(Recorded data)
=-=-=-=-=

PR #1429, opened 2020-11-06
Reorder background workers

rbans96:
## Description
Fixes the issue on server startup when the database does not exists.
Prior to the fix, ExportJobWorker is starting up before the SchemaInitializer is run and throws the exception
 Microsoft.Health.Fhir.Core.Features.Operations.Export.ExportJobWorker[0]
      ExportJobWorker: Cancellation requested.
Unhandled exception. Microsoft.Data.SqlClient.SqlException (0x80131904): Cannot open database "FHIR_R4_50" requested by the login. The login failed.

## Related issues
Addresses [issue #].

## Testing
Tested manually with standing up a new database and server is able to start.

### DIFF
--- a/src/Microsoft.Health.Fhir.Shared.Web/Startup.cs
+++ b/src/Microsoft.Health.Fhir.Shared.Web/Startup.cs
@@ -29,7 +29,6 @@ namespace Microsoft.Health.Fhir.Web
             services.AddDevelopmentIdentityProvider(Configuration);
 
             Core.Registration.IFhirServerBuilder fhirServerBuilder = services.AddFhirServer(Configuration)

=-=-=-=-=

--- YOUR OBJECTIVE ---
Print, exactly as written, the first line of the records above and each line after it until the line with "ExportJobWorker: Cancellation requested.", which is printed too.

--- EXERCISE SOLUTION ---
PR #1429, opened 2020-11-06
Reorder background workers

rbans96:
## Description
Fixes the issue on server startup when the database does not exists.
Prior to the fix, ExportJobWorker is starting up before the SchemaInitializer is run and throws the exception
 Microsoft.Health.Fhir.Core.Features.Operations.Export.ExportJobWorker[0]
      ExportJobWorker: Cancellation requested.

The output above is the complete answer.